Pesquisa realizada pelo Centro Brasileiro de Informações Sobre Drogas Psicotrópicas (Cebrid) e da Secretaria Nacional Antidrogas (Senad), também confirmam as estatísticas, pois mostram que o consumo de álcool por adolescentes de 12 a 17 anos chegou a 54%, e desse total, 7% já apresentam dependência por bebidas alcoólicas, número considerado alto para essa faixa de idade, já entre os jovens de 18 a 24 anos, 78% já consumiram álcool.

Para piorar a situação do País, de acordo com os estudos realizados pela Organização das Nações Unidas (ONU) sobre o consumo de bebidas na América Latina, o Brasil está em terceiro lugar no consumo de álcool entre os jovens. O psicologo Eriko Netto de Lima, especialista em álcool na adolescência, explica que o adolescente está em uma época conturbada, na qual o desejo de se destacar entre os amigos é maior. “ O jovem valoriza a aceitação de seus colegas e certos grupos colocam como regra usar o álcool”.

Dados concretos
Os números não deixam dúvida: o ál­cool faz parte do universo jovem. Por vezes, o seu consumo pode até ocorrer nas imediações da escola.ÂÂÂÂ Fingir que o assunto não existe ou se livrar através da expulsão do aluno com problemas, por exemplo, não é a melhor solução. Para o professor do departamento de Medicina da Pontifícia Univer­sidade Católica de Goiás (PUC Goiás) e pós-graduado em Dependência Química pela Universidade Federal de São Paulo (Unifesp), Luis Gonzalo Gómez Barreto, “é necessário fomentar atividades que desenvolvam a autoestima e o diálogo sem preconceitos”.
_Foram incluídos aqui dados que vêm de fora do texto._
PR #175, opened 2020-04-08
Add swagger json name option

briantenazas:
- Adds a flag to protoc-gen-swagger to have the generated swagger file use JSON names (camelCased) instead of the raw proto field names, which are usually snake_cased.


briantenazas:
@aldelucca1 can you take a look when you get a chance please?

aldelucca1:
@briantenazas doh sorry this took so long, if you could just bump the build number in `vars.sh` we can get this merged

briantenazas:
@aldelucca1  done!

all/entrypoint.sh
```diff
@@ -172,6 +174,10 @@ while test $# -gt 0; do
             CSHARP_OPT=$1
             shift
             ;;
+        ----with-swagger-json-names)
```
aldelucca1, line 177: Think there are actually too many `-` here, should probably be
```suggestion
        --with-swagger-json-names)
```

briantenazas: thanks!

briantenazas: @aldelucca1  should be all set. passes build check

PR #178, opened 2020-05-08
Add support for kroto-plus (Kotlin/JVM extensions)

iainmcgin:
The kroto-plus plugin produces some extensions to the Java generated types that simplify Kotlin code interactions with protobuf and gRPC.


iainmcgin:
Closing due to lack of response

PR #185, opened 2020-07-31
Updated base golang version of gateway, and updated to use standardized build args

abe545:
The current image that we use is 2 years old, and we can't specify the golang version, so we can't even pass args to build it with newer versions.
I updated the args to match the ones we use in the other images.


gwy/templates/Dockerfile.tmpl
```diff
@@ -1,7 +1,8 @@
 # Template for grpc-gateway 
 
-ARG alpine_version=3.8
-FROM golang:1.10-alpine$alpine_version AS build
+ARG alpine=3.11
+ARG go=1.12
```
vtopc, line 4: The current stable version is `1.14`. Why `1.12`?

abe545: I'm matching what is already used in the other images in this repo. My goal is to get everything on the same version. We can update them all together in the (hopefully near) future.

vtopc: OK. Sorry.

gwy/templates/Dockerfile.tmpl
```diff
@@ -18,7 +19,7 @@ WORKDIR /app
 # Build the gateway
 RUN go build -o grpc_gateway src/pkg/main/main.go
 
-FROM alpine:$alpine_version
+FROM alpine:$alpine
```
vtopc, line 22: Could you keep old naming(`alpine_version`)?

abe545: I could... but all the other containers use `alpine`. I think this will be better long term if everything matches.

abe545: I guess this is the only one that is a generated dockerfile for tho. Okay, I'll change it back

vtopc: I would say, that better to change other containers to be more explicit.

PR #187, opened 2020-08-05
Fix path to gateway's Dockerfile 

vtopc:
In the #186, I broke backward compatibility with path to gateway's Dockerfile.
This is the fix.


vtopc:
fixed in the protorepo

PR #188, opened 2020-08-13
Update grpc-web to v1.2.0

pzeinlinger:
grpc-web 1.2.0 includes a lot of refinements, improvements, and bug fixes. The build has been tested and make test returns no error.


abe545:
Thanks @pzeinlinger! I want to push grpc 1.31 out too - will include this change with that.

abe545:
Merged as part of #189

Luiz Gonzalo, psiquiatra colombiano radicado em Goiânia há 33 anos, supervisor da Liga Acadêmica de Dependência de Substâncias (Lads) da PUC Goiás, pontua que muitas vezes a preocupação na escola tende a ser maior com as drogas ilícitas, e em menor grau o álcool, que também é extremamente nocivo para a saúde.

Crime

Um detalhe em comum na história de Andressa e Giovana, jovens que tiveram contato logo cedo com o álcool, é a facilidade de acesso às bebidas alcoólicas, uma vez que é considerado crime vender o produto para criança e adolescente: “Cansei de ir à distribuidora comprar refrigerante e vodca”, confessa Andressa. E Giovana também revela que sempre comprou a própria bebida, “nunca precisei de terceiros para comprar e em nenhum momento pediam os meus documentos”.

A lei nº 13.106/15 sancionada em março deste ano pela presidente Dilma Rouseff prevê que quem for pego vendendo ou dando bebida alcoólica para menor de idade será preso e pode levar até quatro anos de prisão e ainda multa que varia de R$ 3 mil a R$ 10 mil, além da interdição do estabelecimento. “Mesmo com a lei, os jovens ainda conseguem fazer a compra de bebidas, além disso, os pais já não se assustam quando descobrem que os seus filhos estão fazendo uso de álcool,” explica o professor da Pontifícia Uni­versidade Católica de Goiás (PUC-GO), Luis Gonzalo Gó­mez, psiquiatra e especialista em dependência química.

O médico afirma que o álcool é porta de entrada para todos os outros tipos de droga e a sua legalização está respaldada pela falsa impressão de que as bebidas alcoólicas são drogas que proporcionam menos danos a saúde, o que não é verdade. “A única diferença é que o álcool é uma droga que os efeitos no organismo aparecem mais tarde”, explica.

Segundo os últimos dados do levantamento realizado em 2005 pelo Centro Brasileiro de Infor­ma­ções sobre Drogas Psico­trópicas (Cebrid), as drogas lícitas são as mais consumidas e com o maior número de dependentes químicos. 49,8% da população havia usado o álcool; contra 0,1% que usaram crack; 2,6% utilizaram maconha; e 0,7% cocaína nos 12 meses anteriores à pesquisa.

O papel da propaganda

Existe uma grande discussão sobre a regulamentação da publicidade de bebidas alcoólicas no País. Tramitam no Senado cerca 10 projetos de leis (PL) que tornam mais rigorosa a legislação que trata do uso e da veiculação de propagandas de bebidas alcoólicas e cigarros.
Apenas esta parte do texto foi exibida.